A vibration that travels through a medium (a
solid, liquid, gas) which is composed of
frequencies that are within the range of
human hearing.
What is sound?
The measurement of the degree of change in atmospheric pressure caused by sound waves (intensity)
What is Amplitude?
The biggest problem with the first recorded sounds.
What is the fact that they couldn't be played back - i.e. a pen attached to a tuning fork records the contour of sound waves on paper.
This invention was originally designed to record directly from telephone lines, which the phonograph could not do.
It recorded onto a thin steel wire (referred to as piano wire) wrapped around a metal cylinder using electromagnets.
What is the Telegraphone?
the electrical principle that makes dynamic microphones work?
What is inductance?
The term for a very catchy section that happens multiple times in a song. Each time it is played it has the same music and lyrics.
What is the chorus?
The term that refers to technology that records, stores, and reproduces sound by encoding an audio signal in digital binary form instead of an analog form.
What is digital audio?
Waves in which the medium oscillates parallel to the wave direction.
What are Longitudinal Waves?
The 3 ways of measuring amplitude.
What are:
Peak Amplitude
Peak-to-Peak Amplitude
RMS Amplitude
A machine built by Thomas Edison in 1877 that records on a long piece of tin foil wrapped around a cylinder.
What is a phonograph?
A process where the tape is divided into multiple parallel tracks.
Multiple musical instruments can be recorded, either one at a time or simultaneously, onto individual tracks, so that the sounds can be later accessed, processed and manipulated individually.
What is multi-track recording?
the electrical principle that makes condenser microphones work.
What is capacitance?
The term for a section that brings contrast to the rest of the song.
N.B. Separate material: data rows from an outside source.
PR #5610, opened 2022-03-30
Updates the error output for an empty directory

cdrage:
**What type of PR is this:**

Updates the error output for running `odo dev` or `odo deploy` in an
empty directory. Telling the user to run the same command in a non-empty
dir, OR use `odo init`.

N/A

**PR acceptance criteria:**

- [X] Unit test

- [X] Integration test

- [X] Documentation

### DIFF
--- a/pkg/odo/cli/deploy/deploy.go
+++ b/pkg/odo/cli/deploy/deploy.go
@@ -65,7 +65,7 @@ func (o *DeployOptions) Complete(cmdline cmdline.Cmdline, args []string) (err er
 		return err
 	}
 	if isEmptyDir {
-		return errors.New("this command cannot run in an empty directory, you need to run it in a directory containing source code")
+		return errors.New("this command cannot run in an empty directory, run the command in a directory containing source code or initialize using 'odo init'")
 	}
 
 	initFlags := o.clientset.InitClient.GetFlags(cmdline.GetFlags())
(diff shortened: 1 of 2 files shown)


pkg/odo/cli/deploy/deploy.go
```diff
@@ -65,7 +65,7 @@ func (o *DeployOptions) Complete(cmdline cmdline.Cmdline, args []string) (err er
 		return err
 	}
 	if isEmptyDir {
-		return errors.New("this command cannot run in an empty directory, you need to run it in a directory containing source code")
+		return errors.New("this command cannot run in an empty directory, run the command in a directory containing source code or initialize using 'odo init'")
```
valaparthvi, line 68: Can't we make define a sentinel error for this one in the component pkg? Something like the following - 
```go
var EmptyDirError := errors.New("this command cannot run in an empty directory, run the command in a directory containing source code or initialize using 'odo init'")
```

cdrage: Hey @valaparthvi I want to try and keep the error logging consistent across `odo` so I prefer not creating a sentinal error despite it being copy and pasted in two places...

Preferably because using those types of errors are unconventional and I want to make this PR more of a UI/UX change rather than adding to pkg/component instead of pkg/cli

valaparthvi: In that case,
/lgtm
/approve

It usually only appears only once and occurs half to two-thirds of the way through a song.
What is the bridge?
It is measured in kilohertz and represents the number of snapshots that are taken per second. It also determines the frequency response of the digitized sound.
What is the sample rate?
Frequencies with shorter wavelengths.
What are higher frequencies?
The term for the quietest sound that can be perceived by the human ear (the point at which silence becomes sound).
What is the threshold of hearing?
A device used for the recording and playback of sound that contains a diaphragm connected to a sharp point.
What is an acoustic horn?
A production technique wherein the best parts of several different performances (or takes) are spliced together to create a composite performance.
What is comping?
The TYPE of voltage used in phantom power.
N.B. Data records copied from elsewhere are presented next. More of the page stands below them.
PR #5613, opened 2022-03-30
Updates odo init output, fixes colorized output for tests.

cdrage:
**What type of PR is this:**

/kind feature

We have the logo appearing in `odo dev` and `odo deploy`.

Those 3 commands are the most used with `odo`, and the ones that are
most used. All three should have similar and consistent output that
contains:
  * What the component is doing (first line)
  * What's detected (in odo init, it's the files, in odo deploy and dev
    it's the component name)
  * odo version that is being used / outputted.

We also
* Make sure that colorized output is DISABLED when running tests
* Update the vendoring to enable `NO_COLOR` support
* Fixes tests when comparing colorized output vs non-colorized.

```sh
$ odo init
  __
 \__/  \    Files: No source code detected, a starter project will be created in the current directory
 /  \__/    odo version: v2.5.0
 \__/

? Select language: javascript
? Select project type: Next.js
 ✓  Downloading devfile "nodejs-nextjs" from registry "DefaultDevfileRegistry" [450ms]
? Which starter project do you want to use? nodejs-nextjs-starter
? Enter component name: my-nodejs-nextjs-app
 ✓  Downloading starter project "nodejs-nextjs-starter" [516ms]

Your new component 'my-nodejs-nextjs-app' is ready in the current directory.
To start editing your component, use 'odo dev' and open this folder in your favorite IDE.
Changes will be directly reflected on the cluster.
```

N/A

**PR acceptance criteria:**

- [X] Unit test

- [X] Integration test

- [X] Documentation

N/A


dharmit:
> ```shell
> Files: No source code detected, a starter project will be created in the current directory
> ```

This assumes that the user will always download a starter project, while they can choose not to do so. I am likely nitpicking, but felt like pointing out nevertheless.

rm3l:
@cdrage Indeed, it looks like the tests for this PR are not passing because of the welcoming messages added as part of #5514
Since the whole point of the issue reported (#5494) was to have such messages displayed first, I added tests that make sure such behavior is honored.
But I guess it should be ok to check that the first lines of the output contain the expected messages.

cdrage:
/hold

Trying to fix an issue with tests not passing...

pkg/component/component.go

What is DC (Direct Current)?
a. At the beginning of a new section
b. Halfway through a section (after 4 or 8 bars of the section have been played)
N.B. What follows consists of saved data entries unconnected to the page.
PR #5617, opened 2022-04-01
Fix potential issue with odo binary being outdated when running tests directly with Ginkgo

rm3l:
**What type of PR is this:**
/kind tests
/area testing

#5538 made both integration and E2E tests `Makefile` targets depend on the `install` one. This is fine when running the tests with `make`, but I noticed we could still run into the same issue when running them using the `ginkgo` CLI (as I often do when iterating on the code): the `odo` binary might be outdated and not match the current version of the code being tested, if one forgot to run `make install` before or make sure to add the relevant binary for `odo` to their `PATH`.

The approach I'm suggesting here is to:

1. Let Ginkgo build `odo` using the `make bin` target, prior to running the tests specs. To avoid building in parallel because of parallel tests specs, we could leverage Ginkgo's [`SynchronizedBeforeSuite/SynchronizedAfterSuite`](https://onsi.github.io/ginkgo/#parallel-suite-setup-and-cleanup-synchronizedbeforesuite-and-synchronizedaftersuite) to build the project only once. And this should not have an impact on performance thanks to the Go build cache.
2. Use the path to that built binary everywhere a test tries to run `odo`
3. Let developers/testers choose a different binary path if they wish to do so, e.g., via an environment variable (aptly named `ODO_BINARY_PATH`). If this environment variable is set, we would not build `odo`, but we would use that path instead everywhere a test runs `odo`. I'm thinking of @kadel 's comment here: https://github.com/redhat-developer/odo/pull/5538#issuecomment-1064989123

This is somehow inspired by how integration tests are written in Rust CLI apps: https://rust-cli.github.io/book/tutorial/testing.html#testing-cli-applications-by-running-them

**PR acceptance criteria:**

- [ ] Unit test 

- [ ] Integration test 

- [ ] Documentation 

### DIFF
--- a/.ibm/pipelines/kubernetes-tests.sh
+++ b/.ibm/pipelines/kubernetes-tests.sh
@@ -13,6 +13,7 @@ cleanup_namespaces
 (
     set -e
     make install
+    export ODO_BINARY_PATH="$(go env GOPATH)/bin/odo"
     make test-integration-devfile
     make test-interactive
     make test-e2e-devfile
--- a/.ibm/pipelines/openshift-tests.sh
+++ b/.ibm/pipelines/openshift-tests.sh
@@ -14,6 +14,7 @@ cleanup_namespaces
 (
     set -e
     make install
+    export ODO_BINARY_PATH="$(go env GOPATH)/bin/odo"
     make test-integration
     make test-interactive
     make test-integration-devfile
--- a/Makefile
+++ b/Makefile
@@ -160,119 +160,119 @@ test-windows:
 	go test $(UNIT_TEST_ARGS)  $(PKGS)
 
 .PHONY: test-generic
-test-generic: install ## Run generic integration tests
+test-generic: ## Run generic integration tests
 	$(RUN_GINKGO) $(GINKGO_FLAGS) -focus="odo generic" tests/integration/
 
 .PHONY: test-cmd-login-logout
-test-cmd-login-logout: install ## Run odo login and logout tests
+test-cmd-login-logout: ## Run odo login and logout tests
 	$(RUN_GINKGO) $(GINKGO_FLAGS_SERIAL) -focus="odo login and logout command tests" tests/integration/loginlogout/
 
 .PHONY: test-cmd-link-unlink-4-cluster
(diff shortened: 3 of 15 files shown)


feloy:
It is regularly necessary to run integration tests on several versions of odo to debug tests. With this entngled dependency, it will be more difficult to do this.

rm3l:
> It is regularly necessary to run integration tests on several versions of odo to debug tests. With this entngled dependency, it will be more difficult to do this.

The ability to specify the path to the `odo` binary via an environment variable, as proposed here, would solve this, no?

While I understand the need to test different versions of odo, I still don't get how we can be sure the binary tested is actually the right one (in line with the test code), unless you set up your environment accordingly.

Anyways, no problem if this issue impacts only me. I'll try to find a different way to work around this locally.

dharmit:
> we could still run into the same issue when running them using the `ginkgo` CLI

I used to run tests using `ginkgo` cli in the past when I was using vim to write Go. But since moving to GoLand, I use the `FIt`/`FDescribe` constructs of ginkgo and use GoLand to run the tests. The first thing it does when running tests is to build a temporary odo binary from the current code and use it for the tests. I imagine VS Code would do something similar.

rm3l:
> > we could still run into the same issue when running them using the `ginkgo` CLI
> 
> I used to run tests using `ginkgo` cli in the past when I was using vim to write Go. But since moving to GoLand, I use the `FIt`/`FDescribe` constructs of ginkgo and use GoLand to run the tests.

Are the `FIt`/`FDescribe` constructs the same as running `ginkgo --focus="test name"` ?

> The first thing it does when running tests is to build a temporary odo binary from the current code and use it for the tests. I imagine VS Code would do something similar.

I agree with you, but I think this works this way only if you call the project code like a library in the tests.
I was thinking of our integration tests that execute `odo` using `exec.Commmand`. The executable gets resolved from the `PATH`, so I think the issue of ensuring the right binary would still persist regardless of the IDE.
I'm also using GoLand, and for example, if you remove `odo` from your `PATH`, you will notice that the tests do not pass at all even if the IDE built the project first:

image

rm3l:
Closing. Found a workaround locally with a hook into the shell.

c. If going for a quick build or release, at the beginning of bars 1, 3, 5 or 7 of an 8 bar section.
When should instruments be added/subtracted?
The term for the process in which the analogue voltage of a waveform is assigned a binary value.
What is Quantization?
The term for when a crest of one wave meets a trough of another wave.
What is "Out of Phase"?
The minimum volume change recognized by the ear, measured in dB.
What is 1dB?
An invention by Emile Berliner in 1894 that offers the ability to record on both sides of the disc thereby increasing the playing time.
What is the Gramophone?
The term for an ultrasonic tone of between 40 kHz and 150 kHz mixed in with the audible frequencies of the sound source during recording that greatly reduced distortion in open reel tape recordings.
What is a BIAS signal?

What does a Cardioid polar pattern look like?
The term for the type of track that provides the harmonic structure of a song.
Examples of instruments include: Piano/electric piano/organ, Poly synth, Acoustic/electric guitar, Strings.
What is harmony?
The standard bit depth for professional audio production, during recording and mixing
What is 24-bit?
The "fundamental frequency" if the 4th harmonic is 1KHz.
What is 250Hz?
In this scale, a reading of 0 dB indicates the maximum level before distortion occurs.
What are dBfs (or dB “Full Scale”)?
An invention that marked the first time sound could be amplified without the use of a mechanical horn.
What is the vacuum tube?
The first of three "heads" on a magnetic tape recorder.
What is the erase head?
The term for the unnatural build up of low frequency energy in a microphone as it gets closer and closer to a sound source.
What is the proximity effect?
The term for a repeated phrase of music that happens consistently through a section or multiple sections of a song.
What is an ostinato?
MP3
AAC
VORBIS
WMA
What are examples of Lossy Compression File types?